Lesson Plan

Lesson Plan
Grade: Date: 17/01/2026
Subject: Economics
Lesson Topic: Government policies for market failure
Learning Objective/s:
  • Describe the main types of market failure (externalities, public goods, information asymmetry, monopoly).
  • Explain how different government policy instruments aim to correct each type of market failure.
  • Evaluate the efficiency and equity trade‑offs of at least two policy tools.
  • Apply the concept of a Pigouvian tax to a real‑world example.
Materials Needed:
  • Projector and screen
  • Slide presentation
  • Printed handout summarising policy instruments
  • Case‑study worksheets
  • Whiteboard and markers
  • Calculator (optional)
Introduction:
Begin with a quick poll: “Which market failures have you seen in everyday life?” Connect responses to prior lessons on supply‑demand equilibrium. State that today’s success criteria are to identify policy tools for each failure and assess their trade‑offs.
Lesson Structure:
  1. Do‑now (5') – short quiz on types of market failure.
  2. Mini‑lecture (10') – overview of government interventions (taxes, subsidies, regulation, public provision, price controls, competition & information policies).
  3. Group matching activity (15') – using the handout, groups match each policy tool to the failure it best addresses; teacher circulates for clarification.
  4. Case‑study analysis (10') – apply a Pigouvian tax to a pollution scenario; calculate the tax rate that aligns MPC with SMC.
  5. Whole‑class discussion (10') – evaluate efficiency vs. equity and administrative costs of the chosen tools.

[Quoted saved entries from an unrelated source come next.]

PR #116, opened 2018-08-27
Add SFD map code to the DESI utilities

geordie666:
This PR transfers the dust map code from `desitarget.mock.sfdmap` to `desiutil`. 

The context for porting this across is that the dust maps are now used in several places in `desitarget` (not just the mocks) and will likely also be needed for future updates to `desispec`. Some notes:

* Changes the default environment variable `SFD_DIR` to `DUST_DIR`
* Adds unit tests, which didn't exist in `desitarget`


moustakas:
This looks outstanding.  My only comment is that you consider renaming the `sfdmap` module something more generic like `dust`, so we can (in a separate PR) add one or more extinction curves, which will be needed in both `desitarget.mock` and `desispec` (to deredden spectra for Galactic extinction).

weaverba137:
There are some very significant problems with this PR.  But there is clearly still some active development going on, so please let me know when things are stable so I can review.

geordie666:
@weaverba137: Looks like the critical unit test are now passing, so feel free to elucidate the very significant problems.

geordie666:
Go for it with the review. That's a completely cosmetic change (hence the [ci skip]). I was just improving coding style, but it's nothing significant.

weaverba137:
A GitHub review needs to be attached to a particular commit.  If a new commit comes in while the review is going on, you have to refresh the files changed view and sometimes all your review comments can be lost.

py/desiutil/dust.py
```diff
@@ -0,0 +1,384 @@
+# Copied on Nov/20/2016 from https://github.com/kbarbary/sfdmap/ commit: bacdbbd
```
weaverba137: Desiutil already has a license, and we need to ensure that all code is compatible with that license.  Maybe we were sloppy about that when the code was in desitarget, but desiutil is typically held to a much higher standard.

py/desiutil/dust.py
```diff
@@ -0,0 +1,384 @@
...
+# AUTHORS OR COPYRIGHT HOLDERS BE LIABLE FOR ANY CLAIM, DAMAGES OR OTHER
+# LIABILITY, WHETHER IN AN ACTION OF CONTRACT, TORT OR OTHERWISE, ARISING FROM,
+# OUT OF OR IN CONNECTION WITH THE SOFTWARE OR THE USE OR OTHER DEALINGS IN THE
+# SOFTWARE.
+
+"""
+desiutil.dust
+=============
+
+Get E(B-V) values from the Schlegel, Finkbeiner & Davis (1998) dust map.
```
weaverba137: It would be helpful to add a link to the paper itself, or the abstract on ADS.

geordie666:
Noted. In future I won't make commits while reviews are pending, or I'll wait until I'm done with all commits before requesting a review. Hopefully that didn't happen in this case.

py/desiutil/dust.py
```diff
@@ -0,0 +1,384 @@
...
+try:
+    import fitsio
+    getdata = fitsio.read
+except ImportError:
+    try:
+        from astropy.io.fits import getdata
+    except ImportError:
+        raise ImportError("could not import fitsio or astropy.io.fits")
+
+__all__ = ['SFDMap', 'ebv']
```
weaverba137: No one in DESI should be doing `from desiutil.dust import *`, so this line is not necessary.

py/desiutil/dust.py
```diff
@@ -0,0 +1,384 @@
...
+__version__ = "0.1.0"
```
weaverba137: Desiutil already has a version, `desiutil.__version__`, so this really shouldn't be here.

py/desiutil/dust.py
```diff
@@ -0,0 +1,384 @@
...
+
+
+def _isiterable(obj):
```
weaverba137: There has to be a function in the Python standard library that does this.

py/desiutil/dust.py
```diff
@@ -0,0 +1,384 @@
...
+    try:
+        iter(obj)
+        return True
+    except TypeError:
+        return False
+
+# -----------------------------------------------------------------------------
+# Coordinate conversion
+#
+# astropy's coordinate conversions have a gigantic overhead of about
```
weaverba137: Considering that this code was written several years ago, this assertion should be verified.  If it is no longer true, we should use Astropy.

py/desiutil/dust.py
```diff
@@ -0,0 +1,384 @@
...
+# 20ms.  This kills performance in situations where you need to get a
+# single position at a time. We can do better (well under 0.1ms!) for
+# common static systems (IRCS, FK5J2000) by including a bit of code
+# from astropy.coordinates here.
+
+# Create rotation matrix about a given axis (x, y, z)
+
+def zrotmat(angle):
```
weaverba137: All functions need documentation strings, so they can be processed by Sphinx.

py/desiutil/dust.py
```diff
@@ -0,0 +1,384 @@
...
+def xrotmat(angle):
+    s = np.sin(angle)
+    c = np.cos(angle)
+    return np.array(((1, 0, 0),
+                     (0, c, s),
+                     (0, -s, c)))
+
+
+# constant ICRS --> FK5J2000 (See USNO Circular 179, section 3.5)
+try:
```
weaverba137: Why is this computation being performed at the module-level?  There is even a comment below that notes that!

py/desiutil/dust.py
```diff
@@ -0,0 +1,384 @@
...
+def _icrs_to_gal(lon, lat):
+    return cart2coords(np.dot(ICRS_TO_GAL, coords2cart(lon, lat)))
+
+
+def _fk5j2000_to_gal(lon, lat):
+    return cart2coords(np.dot(FK5J2000_TO_GAL, coords2cart(lon, lat)))
+
+
+# -----------------------------------------------------------------------------
+# bilinear interpolation (because scipy.ndimage.map_coordinates is really slow
```
weaverba137: This assertion should be justified, and if it is no longer true, we should use numpy/scipy/astropy.

py/desiutil/test/test_dust.py
```diff
@@ -0,0 +1,55 @@
...
+"""
+from __future__ import absolute_import, division, unicode_literals
+# The line above will help with 2to3 support.
+import unittest
+import os
+import numpy as np
+from .. import dust
+
+
+class TestDust(unittest.TestCase):
```
weaverba137: Assuming that `DUST_DIR` is defined, do the tests actually cover the entire module?  In other words, if we accept the module into desiutil, the total test coverage of desiutil should at least not decrease.

py/desiutil/dust.py
```diff
@@ -0,0 +1,384 @@
...
+
+Get E(B-V) values from the Schlegel, Finkbeiner & Davis (1998) dust map.
+"""
+
+import os
+
+import numpy as np
+
+# require a FITS reader of some sort.
+try:
```
weaverba137: This is not a common construction that I have seen in DESI software.  In fact, desiutil already requires astropy, so there is no reason to add an additional dependency on fitsio.

weaverba137:
An additional note as part of the previous review: as currently configured, no tests of this module are performed on Travis, because `DUST_DIR` is not *currently* defined in the Travis environment.  This also means that Travis will report to Coveralls that this module is not covered.

Data files are required to test this module, and would need to be brought into the Travis environment.  There are a few ways this could happen:

1. Download files as needed from a public site.
2. Include a "trimmed" version of the files in the desiutil test suite.
3. Use `unittest.mock` to simulate reading the files and inject appropriate data.

py/desiutil/dust.py
geordie666: I remain uncertain as to what to do about reusing code licensed in this manner. Now that you've brought this to my attention I certainly wouldn't merge this until we know the implications. I'm hoping @sbailey has some bright ideas.

py/desiutil/dust.py
geordie666: Done!

py/desiutil/dust.py
geordie666: I have removed this line.

py/desiutil/dust.py
geordie666: I've removed the version.

py/desiutil/dust.py
geordie666: I used np.atleast_1d() instead

py/desiutil/dust.py
geordie666: I have gone through the code and added sphinx-compliant doc strings. So, this should be solved, If unit tests pass.

py/desiutil/dust.py
geordie666: I have removed all of this code and use `astropy.coordinates.SkyCoord` objects instead.

py/desiutil/dust.py
geordie666: I haven't actually checked that (as I have a stable and working new version of the code and don't want to mess around with it much further), but I have removed that assertion. If you feel really strongly that we should use `scipy` then I'll assess this in detail.

py/desiutil/test/test_dust.py
geordie666: I've added a unit test and coverage is now ~94%.

py/desiutil/dust.py
geordie666: I have explicitly imported `astropy.io.fits` instead of this construction.

geordie666:
@weaverba137: Regarding your additional note...I chopped the dust maps down to the first 10 columns to reduce them in size to ~150K and use these chopped dust maps as the data for explicit unit tests. Your option (2), in other words.

weaverba137:
The code changes all look good to me know.  But let's make sure tests pass, & get feedback on license before merging.

geordie666:
I'm going to clean up my code style, so give me 10 minutes before anyone looks at this.

weaverba137:
OK, I'll double-check when you're done.

geordie666:
I'm done, now. There are a handful of other recommended code style alterations, but it's for a case where I think it's easier to read as-is.

weaverba137:
I'm trying to build the sphinx documentation on my own system and the dust module is not showing up.  Watch for additional commits to fix that.

moustakas:
@weaverba137 @geordie666 Is this ready to be merged?

If so, @geordie666 can you update `desitarget.mock.sfdmap` to use the dust utilities in `desiutil` and add a deprecation warning?

geordie666:
@moustakas: We're waiting for guidance on what to do about reconciling the license for this code with the DESI BSD license from @sbailey.

dkirkby:
+1 for adding at least one extinction curve.  Schlaflay 2016 is also an option (code [here](
https://faun.rc.fas.harvard.edu/eschlafly/apored/extcurve_s16.py)).  I doubt this would be a bottleneck for our applications, so straight numpy (w/o cython) should be sufficient if we impement this ourselves.

sbailey:
I'm joining this PR comment stream late, so apologies if I miss the point on something:

* I think license situation is fine: the main desiutil package is BSD licensed, and the dust.py file includes a comment that some portions were copied from https://github.com/kbarbary/sfdmap/ with the following MIT license, which seems to match both the spirit and the legalities of the open source licenses.  It would be slightly better if the comment specifically mentioned which functions / classes were copied (or is it the whole file?).

* Travis tests: looks like that has been resolved now, but in the future it is ok if Travis only runs a subset of the full tests if that is for a good reason, e.g. to avoid the overhead of large test files.  The full suite runs nightly at NERSC so we do get regular coverage.

* re: "Let's not pull in another package just to read the SFD maps".  I agree that we shouldn't pull in a new external dependency that has to be separately installed just to read the dust maps, but it is good to have a standardized convenience way to do that within our own code (e.g. here in desiutil rather than N>1 nearly identical implementations of the same thing in desitarget, desispec, desisurvey, desisim, ...)

weaverba137:
Thanks @sbailey.

> we do get regular coverage

Yes, but that coverage is not reported to coveralls.io.  Thus the coverage reported is lower than it should be, and there is not the immediate feedback of the Travis tests.

weaverba137:
PS, should we tag desiutil after this merge?

sbailey:
Agreed that having tests included in Travis is better when possible without heroic efforts.

I'll merge this now.

Please go ahead and make a new tag and install at NERSC.  I'll let @weaverba137 do that in order to pick the appropriate level of version number incrementing.

weaverba137:
1.9.12 is installed on cori and edison.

  6. Exit ticket (5') – students write one sentence naming the most effective policy for a given failure and why.
Conclusion:
Recap the link between market failures and the appropriate government response, highlighting the trade‑offs discussed. Collect exit tickets to gauge understanding and address any lingering misconceptions. Assign homework: research a recent government policy aimed at correcting a market failure and prepare a brief critique.